DRPs have been successfully used as reconfigurable accelerators for a variety of AI/ML tasks that require DNNs (Deep Neural Networks) such as image processing and image recognition. Because of their configurable and quickly reconfigurable nature, DRPs can handle the processing requirements of both existing and yet-to-be-created neural networks. DRPs can be integrated into Application Specific Standard Products (ASSPs), Applications Specific Integrated Circuits (ASICs), and they can also be integrated into established MPU, MCU, and even FPGA product families.
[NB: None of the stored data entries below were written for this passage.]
PR #1633, opened 2022-07-26
[Tech] Switch from react-scripts to Vite & clean up everything to work with strict mode

CommandMC:
- Move from [react-scripts/CRA](https://github.com/facebook/create-react-app) to [Vite](https://vitejs.dev/)
- Clean up all (well, most of) the backend code to work with TS' `strict` mode
   - This involved a lot of refactoring and a (almost) completely rewritten LegendaryLibrary
   - Also contains most of the changes made in #1602

Tested everything on Linux so far, will test on Windows as well. Mac testing would be appreciated as always

The way development works now is the following:
- If you want to quickly test new things, you run `yarn dev`. Heroic will open and any change you make in the frontend or backend will reload/restart it.
- If you want to build, you run `yarn dist:linux`/`dist:mac`/`dist:win` as always
- If you want to make sure that no code violates TS rules, you run `yarn codecheck`.
  Note: This is different from how it worked before. In the interest of speed & de-duplication, Vite does not check for violations itself since it's (1) way slower to do so and (2) you should already know about them through *some other tool* (VSCode shows them for example).  
  If you want to be absolutely sure everything's fine, you can run this command to (try to) compile every `.ts[x]` file in the project with `tsc`

---


tsconfig.json
```diff
@@ -22,7 +22,9 @@
     "isolatedModules": true,
     "noEmit": true,
     "noFallthroughCasesInSwitch": true,
-    "baseUrl": "src/"
+    "baseUrl": "src/",
+    "types": ["vite-plugin-svgr/client"],
+    "typeRoots": ["./node-modules/@types", "src/common/typedefs"]
```
CommandMC, line 27: Not sure if this line is necessary. VSCode stopped complaining as soon as I created the file, but according to the TS docs it *should* be necessary

CommandMC:
Since there are *a lot* of changes here, feel free to only review code you've written/you know yourself & leave the parts you don't know that well up to someone else. Last thing I want is this not getting reviewed because of its size

src/backend/launcher.ts
```diff
@@ -66,16 +66,6 @@ async function prepareLaunch(
...
-      showErrorBoxModalAuto(
-        i18next.t(
-          'box.error.no-offline-mode.title',
-          'Offline mode not supported.'
-        ),
-        i18next.t(
-          'box.error.no-offline-mode.message',
-          'Launch aborted! The game requires a internet connection to run it.'
-        )
-      )
```
arielj, line 78: was this error removed on purpose?

CommandMC: Yes, errors are now displayed in the `launch` function itself
Not sure how to do one of those inline code snippet thingies, but here's a link:

https://github.com/Heroic-Games-Launcher/HeroicGamesLauncher/blob/feat/vite/src/backend/legendary/games.ts#L589-L592

src/frontend/screens/Login/index.tsx
```diff
@@ -4,13 +4,13 @@ import Runner from './components/Runner'
...
 import { useNavigate } from 'react-router'
 
-import { ReactComponent as EpicLogo } from 'src/assets/epic-logo.svg'
-import { ReactComponent as GOGLogo } from 'src/assets/gog-logo.svg'
+import { ReactComponent as EpicLogo } from 'frontend/assets/epic-logo.svg'
+import { ReactComponent as GOGLogo } from 'frontend/assets/gog-logo.svg'
 
-import { LanguageSelector, UpdateComponent } from 'src/components/UI'
-import { FlagPosition } from 'src/components/UI/LanguageSelector'
+import { LanguageSelector, UpdateComponent } from '../../components/UI'
```
arielj, line 10: just wondering, can't these be `frontend/...` like the others?

CommandMC: It absolutely can (and I have no doubt you'll find more of these elsewhere)

Note that the same thing doesn't apply for the backend, for some reason trying to do `import ... from 'backend/someFile'` gives an error that it can't resolve `backend`. *I think* it's caused by some module we have exporting a `Backend` object, although I'm really not sure there.

arielj:
> Since there are _a lot_ of changes here, feel free to only review code you've written/you know yourself & leave the parts you don't know that well up to someone else. Last thing I want is this not getting reviewed because of its size

good thing is that most file changes are just renames or changes in the imports to point to the right place, so it looks bigger than what it really is

I check this, I didn't look at code I've never touched before, I think it looks good at least the parts I understand

I'll try the branch later and use the app for a while to see if there's anything I can find broken

One question, I think we are removing the unreal market stuff, right? I see a lot of `is_game` checks begin removed

CommandMC:
> One question, I think we are removing the unreal market stuff, right? I see a lot of is_game checks begin removed

Yes, I got rid of that since I don't think it was working anymore. Could add it back if it's really necessary though, although I really don't think anyone used it

> EDIT: I can't imagine the amount of conflicts you get here xD

It's fine actually, Git itself is much better at auto-resolving things than GitHub

arielj:
> > One question, I think we are removing the unreal market stuff, right? I see a lot of is_game checks begin removed
> 
> Yes, I got rid of that since I don't think it was working anymore. Could add it back if it's really necessary though, although I really don't think anyone used it

I've never used that either (I think it was actually broken, it never showed anything for me but maybe I just don't know how to use that feature). Just wonder if anybody actually uses that, maybe there was a discussion about this already in discord.

Nocccer (approved):
Let's merge this after resolving conflicts. We need this Pr to progress further with refactoring. Bugs can be fixed later here. This pr is the first step of beta 2.5.0

flavioislima:
I will start to review and test this one. Might take a few days though.

CommandMC:
One issue I've now encountered is that updates don't seem to want to work. They run through fine, but the frontend still displays an update even after it's done. Backend does *not* report this game as update-able, so it's definitely some caching weirdness

I'm not too sure if this is caused by this PR, but it's definitely what I'm gonna look into next

CommandMC:
Another thing I'd like to move away from is watching Legendary's `installed.json`. If the file's updated, it's written in chunks, so when the first chunk gets written & we try to read it, it'll be malformed.  
Instead, I'd like to really only read it out if we need to (so on startup & after installing/importing/updating/uninstalling games)

src/backend/main.ts
```diff
@@ -638,18 +638,11 @@ ipcMain.handle(
...
-      return GOGLibrary.get().listUpdateableGames()
-    default:
-      return [
-        ...(await LegendaryLibrary.get().listUpdateableGames()),
-        ...(await GOGLibrary.get().listUpdateableGames())
-      ]
-  }
+ipcMain.handle('checkGameUpdates', async () => {
+  return [
+    ...(await LegendaryLibrary.get().listUpdateableGames()),
```
Nocccer, line 646: Is here catched that a user only uses one store?

Nocccer (changes requested):

src/backend/main.ts
CommandMC: For Legendary, if you're not logged in, `listUpdateableGames()` will just return `[]`. GOG does a similar thing, looping through the installed games and checking for an update one-by-one

Having GOG games installed, logging out of GOG & then refreshing the library might lead to issues, although that should be easy to fix.  
I'm not quite sure though, maybe @imLinguin can confirm this

flavioislima (approved):
What colossal work, thanks for that.
From what I saw and tested I could not find any bug, even the one you said about the update status not updating. For me it works fine.

Vite is also a lot better to develop and does everything faster so it was a pretty good improvement.

In my opinion it is ready to merge on `beta` so if some bug appears we can fix it afterwards :)

flavioislima:
@Nocccer I believe you need to dismiss the requested changes, otherwise, it can't be merged.

Nocccer (approved):
Pretty good work. I alread developed a little bit against it with the logger refactor.

CommandMC:
> From what I saw and tested I could not find any bug, even the one you said about the update status not updating. For me it works fine.

Well, that would be because I fixed it in 8754058cba8a0b6dbb1379bf28debd655b22cb11.  
I just discarded the old update list in the state of the frontend if `checkUpdates` was true, instead of appending what the backend sent to it. I assume the original change was done to make it possible to refresh the updates of just one library, although as you saw (well, you didn't, but I did), it introduces this "stuck updates" issue if the frontend (for whatever reason) doesn't remove the game from the updateable list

IDC believes that, in the near future, currently unfolding OT market developments will drive embedded intelligence into billions of devices that require AI/ML inference processing, but with many additional constraints including low power consumption, low latency and real-time response. DRPs can viably address these requirements while still achieving good performance. DRPs can enable AI inference algorithms to run in real time on many endpoint systems, especially when integrated into other broadly adopted, general-purpose processing chips, particularly MCUs, which are already commonly designed into these types of systems.

This blog article is part of a series and is based on the IDC White Paper titled "Embedded Artificial Intelligence: Reconfigurable Processing Accelerates AI in Endpoint Systems for the OT Market."